Agent	Structural pass rate
claude	0.82
codex	0.81

Per scenario kind:

Kind	claude	codex
bugfix	0.80	0.70
context	1.00	1.00
plan	0.64	0.45
refactor	0.87	0.83
review	0.79	0.91

The two soft spots — plan and parts of bugfix — both come from the new 0.7.4 scenarios (plan-04-hotspots, bugfix-04-weak-tests) which exercise detector types the agents hadn’t been tested on before. These set the floor for the 0.8.0 tuning work.

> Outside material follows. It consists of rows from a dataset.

PR #179, opened 2022-04-29
Add NamespaceInvalidStateFailure and NamespaceNotFoundFailure

alexshtin:
**What changed?**
Add `NamespaceInvalidStateFailure` and `NamespaceNotFoundFailure`.

**Why?**
If namespace is in deleted state, namespace validator on server returns `InvalidArgument` error for any request to this namespace and if namespace is not found it returns `NotFound` error. Go SDK reacts on these errors differently. If poller gets `InvalidArgument` it exits the process [immediately](https://github.com/temporalio/sdk-go/blob/cb9c7de44f8774ab6681f4469ecbed8243d082dd/internal/internal_worker_base.go#L320) (not only worker) but `NotFound` error are considered to be [retryable](https://github.com/temporalio/sdk-go/blob/cb9c7de44f8774ab6681f4469ecbed8243d082dd/internal/internal_worker_base.go#L367). Therefore, worker behaviour in case of deleted namespace is unpredictable and depends on namespace registry refresh and SDK poll interval: it will either kill the process or keeps retrying forever.

Adding 2 new failures will allow to differentiate namespace related errors and handle them accordingly.

**How did you test it?**
N/A

**Potential risks**
No risks.

### DIFF
--- a/temporal/api/errordetails/v1/message.proto
+++ b/temporal/api/errordetails/v1/message.proto
@@ -63,6 +63,9 @@ message NamespaceNotFoundFailure {
     string namespace = 1;
 }
 
+message NamespaceAlreadyExistsFailure {
+}
+
 message ClientVersionNotSupportedFailure {
     string client_version = 1;
     string client_name = 2;
@@ -72,9 +75,6 @@ message ClientVersionNotSupportedFailure {
 message ServerVersionNotSupportedFailure {
     string server_version = 1;
     string client_supported_server_versions = 2;
-}
-
-message NamespaceAlreadyExistsFailure {
 }
 
 message CancellationAlreadyRequestedFailure {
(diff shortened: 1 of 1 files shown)


temporal/api/errordetails/v1/message.proto
```diff
@@ -53,6 +53,19 @@ message NamespaceNotActiveFailure {
     string active_cluster = 3;
 }
 
+message NamespaceInvalidStateFailure {
+    string namespace = 1;
+    string state = 2;
+    repeated string allowed_states = 3;
```
cretz, line 59: Can you document these two fields?

alexshtin: Added. Also decided to convert these to enums.

cretz (approved):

Result transcripts and rubric scores are committed at evals/results/0.7.5/ and replayable against future scoring tweaks via pnpm run evals:replay.

What’s not in 0.7.5

• No schema bump. Still schema_version: "0.1.0". Existing scan JSON consumers keep working.
• No new detectors. This release subtracts one. The 0.6.0 slate minus visual_regression_review_hint is what we calibrate for 0.8.0.
• No new commands. CLI surface is byte-equivalent to 0.7.0.
• No LLM-assisted detector modes. Evals call LLMs; detectors stay deterministic.
• No Python. Still deferred per PRD §26.

What’s coming in 0.8.0

The eval baseline at 0.7.5 is the calibration reference. 0.8.0 will:

• Tune detector thresholds / severities against the per-scenario-kind pass rates and the variance signal from evals:variance.
• Surface resurface trajectories from the crimes feedback recheck loop that 0.7.0 wired up — every fp → tp flip on a real-world repo is a tuning win.
• Land the agent-behaviour regression gates the PR replay workflow was built for.

Release notes will quote the specific calibration deltas that drove each tuning change — that’s the value of the loop you’re participating in by upgrading.

Upgrading

npm install -g crimes@0.7.5
crimes --version  # crimes@0.7.5

If you have .crimes/suppressions.json entries for visual_regression_review_hint fingerprints, they’ll quietly become no-ops (the detector that generated them is gone). You can leave them or run crimes audit-suppressions to spot them and crimes unignore to clean up.

If your CI pipeline does --fail-on high on crimes scan or crimes baseline check, nothing changes — visual_regression_review_hint only ever emitted severity: "low".

Notable links

• evals/README.md — full harness docs including the scenario↔fixture coverage discipline.
• docs/finding-types/frontend.md — five surviving frontend detectors + a note on the removal.
• docs/agent-usage.md — updated “shipped” matrix with the post-0.7.5 detector slate.
• docs/feedback.md — the calibration loop that generates the inputs to 0.8.0 tuning.